### About this exercise
Each line containing the string "fields" should be copied out of the entries.

### Data section

PR #561, opened 2024-07-18
[IMP] l10n_fr_siret: warning for identical SIRET

vvrossem:
adds a warning banner on the partner form view either
- if another partner has the same SIRET,
- or if another partner has the same SIREN but different SIRET.

### DIFF
--- a/l10n_fr_siret/models/res_partner.py
+++ b/l10n_fr_siret/models/res_partner.py
@@ -56,8 +56,14 @@ class Partner(models.Model):
     )
     same_siren_partner_id = fields.Many2one(
         "res.partner",
-        compute="_compute_same_siren_partner_id",
+        compute="_compute_same_siren_siret_partner_id",
         string="Partner with same SIREN",
+        compute_sudo=True,
+    )
+    same_siret_partner_id = fields.Many2one(
+        "res.partner",
+        compute="_compute_same_siren_siret_partner_id",
+        string="Partner with same SIRET",
         compute_sudo=True,
     )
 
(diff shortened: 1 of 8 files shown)


yankinmax (approved):

l10n_fr_siret/models/res_partner.py
```diff
@@ -85,30 +91,50 @@ def _inverse_siret(self):
...
+        self.ensure_one()
+        domain = [
+            (field, "=", getattr(self, field)),
+            ("parent_id", "=", False),
+        ]
+        if self.company_id:
+            domain += [
+                "|",
+                ("company_id", "=", False),
+                ("company_id", "=", self.company_id.id),
```
yankinmax, line 127: `[("company_id", "in", [False, self.company_id.id])]`

alexis-via:
I don't understand what you are trying to change here.
Current implementation : warn if 2 partners have the same SIREN.
Your implementation : 
1)    if another partner has the same SIRET,
2)    or if another partner has the same SIREN but different SIRET.

As SIRET is just an extension of SIREN, your implementation is the same as the current implementation. So what's the point ?

epanisset:
> I don't understand what you are trying to change here. Current implementation : warn if 2 partners have the same SIREN. Your implementation :
> 
> 1. if another partner has the same SIRET,
> 2. or if another partner has the same SIREN but different SIRET.
> 
> As SIRET is just an extension of SIREN, your implementation is the same as the current implementation. So what's the point ?

Hello Alexis, 
Basically for one of our customer, we want to have a warning if **SIRET** are the same. 
So we have added it to this oca module, but keeping also the existing siren warning as complement. 
A company can have 1 SIREN but multiple different SIRET (one per location)

Camptocamp for example has the same SIREN for Camptocamp Chambery & Paris but 2 different SIRET (one per location). 
We are just going further in the warning details. 

image
image

alexis-via:
I'm really against this change ; it adds complexity for no real benefit.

### Result of the task
     same_siren_partner_id = fields.Many2one(
+    same_siret_partner_id = fields.Many2one(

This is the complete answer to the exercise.